### TASK TO COMPLETE
Reproduce each line of the entries that carries "behavior".

### EXERCISE INPUT
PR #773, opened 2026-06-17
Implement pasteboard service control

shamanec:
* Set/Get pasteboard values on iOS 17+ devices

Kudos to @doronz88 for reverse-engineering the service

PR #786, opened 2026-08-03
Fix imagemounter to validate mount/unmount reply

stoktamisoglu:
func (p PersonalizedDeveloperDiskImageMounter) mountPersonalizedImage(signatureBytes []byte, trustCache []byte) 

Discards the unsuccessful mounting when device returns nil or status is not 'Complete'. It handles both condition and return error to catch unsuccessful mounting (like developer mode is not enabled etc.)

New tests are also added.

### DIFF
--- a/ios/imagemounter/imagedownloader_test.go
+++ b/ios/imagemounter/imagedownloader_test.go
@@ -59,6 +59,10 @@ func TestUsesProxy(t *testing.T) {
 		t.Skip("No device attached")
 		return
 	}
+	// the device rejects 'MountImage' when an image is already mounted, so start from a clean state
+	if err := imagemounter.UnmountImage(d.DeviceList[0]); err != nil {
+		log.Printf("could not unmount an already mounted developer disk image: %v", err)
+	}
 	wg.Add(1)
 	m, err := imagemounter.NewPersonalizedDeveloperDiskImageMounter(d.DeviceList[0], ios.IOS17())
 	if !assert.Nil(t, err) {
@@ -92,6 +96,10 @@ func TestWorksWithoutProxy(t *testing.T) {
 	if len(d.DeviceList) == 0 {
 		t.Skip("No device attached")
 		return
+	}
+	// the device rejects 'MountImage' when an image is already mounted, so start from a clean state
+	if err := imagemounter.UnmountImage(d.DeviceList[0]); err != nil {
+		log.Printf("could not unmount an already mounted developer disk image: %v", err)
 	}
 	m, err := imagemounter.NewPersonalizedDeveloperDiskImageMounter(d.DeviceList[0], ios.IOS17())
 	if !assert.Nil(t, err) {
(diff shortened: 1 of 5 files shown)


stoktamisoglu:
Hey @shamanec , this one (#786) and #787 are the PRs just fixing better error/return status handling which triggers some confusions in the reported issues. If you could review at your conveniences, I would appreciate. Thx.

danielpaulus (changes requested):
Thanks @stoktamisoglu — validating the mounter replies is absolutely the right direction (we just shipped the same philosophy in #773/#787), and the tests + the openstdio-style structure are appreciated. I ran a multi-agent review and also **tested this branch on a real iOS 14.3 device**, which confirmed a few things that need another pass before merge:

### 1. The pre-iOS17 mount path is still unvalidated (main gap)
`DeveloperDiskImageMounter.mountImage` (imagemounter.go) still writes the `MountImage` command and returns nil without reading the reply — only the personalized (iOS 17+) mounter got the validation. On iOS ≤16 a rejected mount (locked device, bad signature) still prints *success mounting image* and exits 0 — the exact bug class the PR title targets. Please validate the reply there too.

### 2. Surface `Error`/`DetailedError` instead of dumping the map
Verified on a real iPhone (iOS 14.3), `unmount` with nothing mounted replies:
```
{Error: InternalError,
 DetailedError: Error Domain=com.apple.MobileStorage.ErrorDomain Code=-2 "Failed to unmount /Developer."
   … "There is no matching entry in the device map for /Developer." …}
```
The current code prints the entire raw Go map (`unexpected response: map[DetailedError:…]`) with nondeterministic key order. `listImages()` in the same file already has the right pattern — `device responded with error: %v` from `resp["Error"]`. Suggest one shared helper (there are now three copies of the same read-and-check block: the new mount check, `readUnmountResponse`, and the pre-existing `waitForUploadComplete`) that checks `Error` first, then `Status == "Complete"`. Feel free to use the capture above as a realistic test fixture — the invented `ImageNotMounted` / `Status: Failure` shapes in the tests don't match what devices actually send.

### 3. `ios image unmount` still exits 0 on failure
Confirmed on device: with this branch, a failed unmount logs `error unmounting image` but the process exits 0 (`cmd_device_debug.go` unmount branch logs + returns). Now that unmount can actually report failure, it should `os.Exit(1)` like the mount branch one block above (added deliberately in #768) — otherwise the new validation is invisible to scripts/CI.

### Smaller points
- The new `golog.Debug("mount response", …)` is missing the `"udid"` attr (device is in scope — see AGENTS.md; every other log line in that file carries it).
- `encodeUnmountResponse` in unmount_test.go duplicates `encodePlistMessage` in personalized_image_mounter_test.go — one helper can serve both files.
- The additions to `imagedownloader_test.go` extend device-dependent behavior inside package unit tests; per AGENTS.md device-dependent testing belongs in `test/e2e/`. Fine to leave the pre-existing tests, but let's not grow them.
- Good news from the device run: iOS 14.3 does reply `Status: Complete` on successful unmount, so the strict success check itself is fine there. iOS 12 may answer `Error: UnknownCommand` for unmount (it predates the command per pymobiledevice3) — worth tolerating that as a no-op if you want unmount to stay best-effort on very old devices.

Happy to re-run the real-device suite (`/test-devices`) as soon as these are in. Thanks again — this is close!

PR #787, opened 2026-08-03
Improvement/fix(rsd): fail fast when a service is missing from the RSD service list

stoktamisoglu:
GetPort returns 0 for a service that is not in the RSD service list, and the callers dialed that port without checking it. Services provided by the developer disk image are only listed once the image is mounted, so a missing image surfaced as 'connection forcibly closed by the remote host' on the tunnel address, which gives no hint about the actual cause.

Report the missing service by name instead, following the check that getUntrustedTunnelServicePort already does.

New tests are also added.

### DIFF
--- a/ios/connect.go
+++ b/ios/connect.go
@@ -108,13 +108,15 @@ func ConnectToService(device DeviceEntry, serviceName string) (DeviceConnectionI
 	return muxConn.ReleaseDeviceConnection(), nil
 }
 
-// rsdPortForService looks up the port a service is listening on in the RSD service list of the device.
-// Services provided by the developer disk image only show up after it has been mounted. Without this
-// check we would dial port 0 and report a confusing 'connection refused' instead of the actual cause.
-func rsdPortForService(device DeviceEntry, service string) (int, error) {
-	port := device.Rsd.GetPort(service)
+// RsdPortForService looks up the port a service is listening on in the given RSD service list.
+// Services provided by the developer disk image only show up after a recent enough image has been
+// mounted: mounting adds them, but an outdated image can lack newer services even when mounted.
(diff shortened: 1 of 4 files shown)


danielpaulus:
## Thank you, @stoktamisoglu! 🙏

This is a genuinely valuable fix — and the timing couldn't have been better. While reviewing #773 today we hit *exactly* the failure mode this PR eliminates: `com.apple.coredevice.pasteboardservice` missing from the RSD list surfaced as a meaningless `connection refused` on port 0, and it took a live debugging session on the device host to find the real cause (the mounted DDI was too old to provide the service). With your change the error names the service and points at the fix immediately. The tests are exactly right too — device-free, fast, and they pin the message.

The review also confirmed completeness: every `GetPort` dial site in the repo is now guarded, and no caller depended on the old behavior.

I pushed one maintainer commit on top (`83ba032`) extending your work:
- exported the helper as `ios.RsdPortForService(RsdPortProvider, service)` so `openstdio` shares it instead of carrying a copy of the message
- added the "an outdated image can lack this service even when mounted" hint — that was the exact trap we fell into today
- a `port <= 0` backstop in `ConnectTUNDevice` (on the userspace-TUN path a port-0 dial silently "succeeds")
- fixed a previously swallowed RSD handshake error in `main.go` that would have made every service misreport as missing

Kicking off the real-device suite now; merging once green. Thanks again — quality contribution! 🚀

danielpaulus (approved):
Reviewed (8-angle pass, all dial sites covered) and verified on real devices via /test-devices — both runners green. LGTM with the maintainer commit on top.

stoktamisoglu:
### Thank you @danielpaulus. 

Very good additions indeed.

### OUTPUT BELOW
- The additions to `imagedownloader_test.go` extend device-dependent behavior inside package unit tests; per AGENTS.md device-dependent testing belongs in `test/e2e/`. Fine to leave the pre-existing tests, but let's not grow them.
The review also confirmed completeness: every `GetPort` dial site in the repo is now guarded, and no caller depended on the old behavior.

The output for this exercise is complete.